查看当前是否存在冲突,当startup进程的等待事件为空, 表示它被堵塞了,可以理解为此时startup进程什么工作也没做。

test=# select * from sys_stat_activity where backend_type ='startup' and wait_event is null;
-[ RECORD 1 ]----+---------------------------------
datid |
datname |
pid | 21060
usesysid |
usename |
application_name |
client_addr |
client_hostname |
client_port |
backend_start | 2020-02-29 00:26:28.478013+08
xact_start |
query_start |
state_change |
wait_event_type |
wait_event |
state |
backend_xid |
backend_xmin |
query |
backend_type | startup

当前startup等待事件
当startup在回放wal时, 等待中通常有io等操作. 这种情况不是conflict堵塞。

test=# select * from sys_stat_activity where backend_type ='startup';
-[ RECORD 1 ]----+------------------------------
datid |
datname |
pid | 21060
usesysid |
usename |
application_name |
client_addr |
client_hostname |
client_port |
backend_start | 2020-02-29 00:26:28.478013+08
xact_start |
query_start |
state_change |
wait_event_type | IO
wait_event | DataFileExtend
state |
backend_xid |
backend_xmin |
query |
backend_type | startup

RecoveryWalAll 通常表示startup进程正在等待wal, 通常此时standby处于未delay状态.对应wait_event_type 是Activity。
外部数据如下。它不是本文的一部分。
PR #1364, opened 2017-08-06
Port Menus to SectionList

hawkrives:
> this fixes the conditional-star-showing! with ListView, we had to always show the stars on the menu, even when we were only showing specials, because weird things would happen when we toggled them conditionally. But it works now!

Before | After
---- | ----
screen shot 2017-08-05 at 10 03 08 pm  | screen shot 2017-08-05 at 10 02 57 pm


drewvolz (approved):
👍 :shipit:

Issue #1299, opened 2017-07-19
Transportation "Open Map" is broken (Android, 2.4β11)


rye:
See [the error in BugSnag](https://app.bugsnag.com/gobbldygook/all-about-olaf-1/errors/596edfe4a83b40001b21319b) for crash logs.  Seems to be something up with `react-native-maps`.

hawkrives:
![img_0408](https://user-images.githubusercontent.com/464441/28367497-ccfced56-6c56-11e7-8acc-d0ad79519abc.PNG)

Another view of the error.

drewvolz:
Something something update google play services in `build.gradle`? 

https://github.com/airbnb/react-native-maps/issues/1051
https://github.com/airbnb/react-native-maps/issues/1408
https://github.com/airbnb/react-native-maps/issues/1028

hawkrives:
The maps are disabled, yeah? (Yeah.)

I'm going to push this back to v2.6; it's a bug, but I'm fine shipping without fixing it since there's no way to trigger it that I know of.

hawkrives:
I'm going to close this; we'll run into it again when we actually enable a map somewhere.

PR #1371, opened 2017-08-06
Pin Google Play Services version for rn-maps

hawkrives:
Part of #1299 

I want to run this locally before we merge it (or someone else can, not picky).


hawkrives:
Hmm. So I took the solution from https://github.com/airbnb/react-native-maps/issues/1028, but the build doesn't like it.

PR #4159, opened 2019-11-03
Upgrade to React-Native v0.61

hawkrives:
- [x] iOS: builds
- [x] Android: builds
- [x] Flow: passes

This was … really painless.

Changes:

- You need Xcode 11 to build from the command line (Xcode 10 can only build from the GUI)
- Android fonts are now copied at build time, instead of being part of our repo
- To fix type errors with React-Redux, I've replaced all `connect()` calls with the new `useDispatch` / `useSelector` hooks. Informal testing says that everything still works.
- To skip Cocoapods, you can `export FP_PODS=no` (for you, @rye)
- I added Cocoapods to our Gemfile, because it's a ruby dep
- We now use cocopods for iOS builds, because they're required
- We've switched from `react-native-sentry` to `@sentry/react-native`, because Sentry said to
- I removed `@frogpond/dimensions` because it just needed the "hasNotch" check from rn-device-info
- Added `useNativeDriver` where prompted
- assorted other changes for associated upgrades

Please test and lmk if things look broken! Otherwise we'll merge and test on nightly. It works at least enough for that.


hawkrives:
hmm

```
❌  ld: library not found for -lBVLinearGradient
❌  clang: error: linker command failed with exit code 1 (use -v to see invocation)
```

.github/workflows/analyze-and-build.yml
```diff
@@ -62,8 +62,8 @@ jobs:
       - uses: actions/setup-node@master
         with: {node-version: ^12.0}
       - uses: actions/checkout@master
+      - run: gem install bundler:1.17.2 && bundle check || bundle install --frozen --path vendor/bundle
```
rye, line 65: Why was this necessary? CocoaPods' version requirement on bundler of `~> 1.3`?

ios/Podfile
```diff
@@ -0,0 +1,44 @@
...
+  pod 'Folly', :podspec => '../node_modules/react-native/third-party-podspecs/Folly.podspec'
+
+  target 'AllAboutOlafUITests' do
+    inherit! :search_paths
+    # Pods for testing
+  end
+
+  use_native_modules!
+end
+
```
rye: Our usual code style is tabs instead of spaces, if I remember right.

Also, please remove the trailing newline.

scripts/pods.sh
```diff
@@ -0,0 +1,16 @@
+#!/bin/bash
+
+set -e -o pipefail
+
+USE_PODS=${FP_PODS:-yes}
+
+if [[ $USE_PODS = 'yes' ]]; then
+	if [[ $(uname) = 'Darwin' ]]; then
+		bundle install --path .bundle
```
rye: Is this required? I don't use `.bundle` in my Ruby projects, but if it's necessary in this case then I guess it's necessary.

modules/timer/index.js
```diff
@@ -80,6 +80,10 @@ export class Timer extends React.Component<Props, State> {
 		this.setState(() => ({loading: false}))
 	}
 
+	refresh = () => {
+		this._refresh()
+	}
+
```
rye, line 86: This seems somewhat kludgey to me. Is there a particular reason why we need a shim?

rye (approved):
I gave this a pretty rapid once-over and it looks good enough to merge, just a couple of nitpicks and questions that don't really affect whether or not it can get shipped in nightly. (I'm perfectly happy to dogfood as long as it builds and makes it through detox on iOS.)

.github/workflows/analyze-and-build.yml
hawkrives: If I don’t specify a version, then whatever `gem` wound up installing didn’t work, and the error message suggested this.

modules/timer/index.js
hawkrives: RN’s flow types require that functions passed to RefreshControl’s refresh prop be of the type `() => void`, and all Async functions return Promise<>, which causes type errors at each call site. 

My other alternative here is to typecast this.refresh as a variable in the render method here, but that requires that we cast through `any`, so I almost prefer this way. 

Idk.

scripts/pods.sh
hawkrives: Where does bundler install packages by default? I don’t actually know; this is what my shell autocompletes when I do “bundle install” 😅

If I shouldn’t need this, then I’m happy to take it out.

modules/timer/index.js
hawkrives:
```js
refresh = () => {
	let start = Date.now()
	this.setState(() => ({loading: true}))

	this.updateTime()

	let tick = Promise.resolve(null)

	let elapsed = Date.now() - start
	if (elapsed < 500) {
		tick = tick.then(() => delay(500 - elapsed))
	}

	tick.then(() => {
		this.setState(() => ({loading: false}))
	})
}
```

That's my other option for this method lol

drewvolz (approved):
@rye's comments make sense. Thank you @hawkrives for putting in the legwork! 🥳

scripts/pods.sh
rye: You shouldn't need this; the default installation location is fine.

You can use `gem environment` to figure out where it's installing gems. `~/.gem` would be a place that it'd install.

hawkrives:
I’m going to remove the Cocoapods Update step from ./scripts/pods.sh; it takes > 30s on my laptop even after only five minutes have passed. 

I think I’ll see if “pod install” fails, and advise running it manually if the exit code is non-0.

.github/workflows/analyze-and-build.yml
rye: Ah okay, that clears things up.

modules/timer/index.js
rye: Alright, just curious.

PR #4165, opened 2019-11-04
ci: Pin build executors to their current versions

rye:
In case something changes, we'd rather not be surprised, I suppose.

I think I'm fine with it as long as it's not specifically for macOS, and as long as we keep updating things quickly, which hasn't been an issue.

### DIFF
--- a/.github/workflows/analyze-and-build.yml
+++ b/.github/workflows/analyze-and-build.yml
@@ -8,7 +8,7 @@ on:
 jobs:
   js:
     name: JavaScript Checks
-    runs-on: ubuntu-latest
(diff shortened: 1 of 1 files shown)


hawkrives (approved):
Thanks!

drewvolz:
What will be our reminder to update this?

hawkrives:
The build failing, probably.

Or, through a more optimistic lens, we'll remember to do it when Apple or Ubuntu release a new version.

I presume that Github will also announce fairly loudly when they update their macOS version availability, as well.

drewvolz (approved):

PR #4183, opened 2019-11-07
macos 10.15

hawkrives:
Hi GitHub. 

GitHub is requiring at we switch to “macos-latest” as they don’t want to support multiple MacOS environments. 

BD0FB7E6-E6F7-40B3-84CD-D2016F4DEA3E

### DIFF
--- a/.github/workflows/analyze-and-build.yml
+++ b/.github/workflows/analyze-and-build.yml
@@ -57,7 +57,7 @@ jobs:
 
   ios:
     name: Build for iOS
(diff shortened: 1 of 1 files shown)


drewvolz (approved):
👍 :shipit:

rye (approved):
N.B.: The [docs](https://help.github.com/en/actions/automating-your-workflow-with-github-actions/virtual-environments-for-github-hosted-runners) now have `macos-latest` as the slug we should use. (This PR is correct.)

PR #4184, opened 2019-11-07
Upgrade react-navigation to v4.0.10

drewvolz:
I noticed that `react-navigation` had fallen behind on versions. This upgrades us to v4.0.10 which introduces the following changes:

* `createStackNavigator()` moved into `react-navigation-stack`
* `createBottomTabNavigator()` moved into `react-navigation-tabs`
* the library now depends upon `react-native-reanimated`


hawkrives:
There should have also been a checksum change in Podfile.lock, I think?

Also I want to dig through that lockfile to find out how we now have two deps on rn-tabs…

hawkrives:
So `react-navigation-material-bottom-tabs@1.1.1` also has updates, to v2.1.5. It doesn't look like they changed too much; [the 2.0.0 changes say](https://github.com/react-navigation/material-bottom-tabs/releases/tag/v2.0.0)  "change activeTintColor -> activeColor" so that should be pretty straightforward.

drewvolz:
Thanks for finding that

rye:
@drewvolz any chance this could get a rebase onto the typescript changes? Or, should we close and upgrade to v5 at the same time? Here's [an upgrade guide](https://reactnavigation.org/docs/upgrading-from-4.x/) for the v4-to-v5 migration.

drewvolz:
Yeah, I'll have a look at this soon!

drewvolz:
Okay, this has been rebased onto the tip of `master`. If we want to upgrade as well, I'm thinking that could be done in a separate PR. What do you think?

rye (approved):
Looks good! We can follow up with the latest version later.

test=# select * from sys_stat_activity where backend_type ='startup';
-[ RECORD 1 ]----+------------------------------
datid |
datname |
pid | 21060
usesysid |
usename |
application_name |
client_addr |
client_hostname |
client_port |
backend_start | 2020-02-29 00:26:28.478013+08
xact_start |
query_start |
state_change |
wait_event_type | Activity
wait_event | RecoveryWalAll
state |
backend_xid |
backend_xmin |
query |
backend_type | startup

startup 可能被哪个查询堵塞了呢
通常是时间越早, 越可能是堵塞startup的query。
或者xmin, xid越早, 越可能是堵塞startup的query。

test=# select *,xact_start,query_start,state,user,query from sys_stat_activity where datname=current_database() and state<>'idle' order by xact_start limit 5;
-[ RECORD 1 ]----+---------------------------------------------------------------------------------------------------------------------------
datid | 16387
datname | test
pid | 29015
usesysid | 10
usename | test
application_name | psql
client_addr |
client_hostname |
client_port | -1
backend_start | 2020-03-10 19:01:22.577305+08
xact_start | 2020-03-10 19:01:42.257888+08
query_start | 2020-03-10 19:01:43.750416+08
state_change | 2020-03-10 19:01:43.750577+08
wait_event_type | Client
wait_event | ClientRead
state | idle in transaction
backend_xid |
backend_xmin | 4556
query | select * from abc limit 1;
backend_type | client backend
xact_start | 2020-03-10 19:01:42.257888+08
query_start | 2020-03-10 19:01:43.750416+08
state | idle in transaction
user | test
query | select * from abc limit 1;

通常可以使用以下sql进行查询

1、时间最老

select a.* from
(
select *,row_number() over (partition by state order by xact_start) as rn
from sys_stat_activity
where datname=current_database()
and pid<>sys_backend_pid()
and state<>'idle'
) a,
(
select * from sys_stat_activity where backend_type ='startup' and wait_event is null
)b
where a.rn <= 1
order by a.xact_start;

2、或 (事务号最老)

select a.* from
(
select *,row_number() over (partition by state order by least(backend_xid::text::int8,backend_xmin::text::int8)) as rn
from sys_stat_activity
where datname=current_database()
and pid<>sys_backend_pid()
and state<>'idle'
) a,
(
select * from sys_stat_activity where backend_type ='startup' and wait_event is null
)b
where a.rn <= 1
order by least(a.backend_xid::text::int8,a.backend_xmin::text::int8);

可能堵塞了wal apply 的 query 如下

-[ RECORD 1 ]----+------------------------------
datid | 16387
datname | test
pid | 30448
usesysid | 10
usename | test
application_name | psql
client_addr |
client_hostname |
client_port | -1
backend_start | 2020-03-10 19:13:36.670184+08
xact_start | 2020-03-10 19:13:38.696822+08
query_start | 2020-03-10 19:13:40.856399+08
state_change | 2020-03-10 19:13:40.85716+08
wait_event_type | Client
wait_event | ClientRead
state | idle in transaction
backend_xid |
backend_xmin | 4565
query | select * from abc limit 1;
backend_type | client backend
rn | 1

注意, 这样找到的疑似堵塞startup replay的查询, 但是结果不精确。

期待未来有相关sql能关联查询出准确的阻塞者, 可以找到精确的堵塞wal replay的query。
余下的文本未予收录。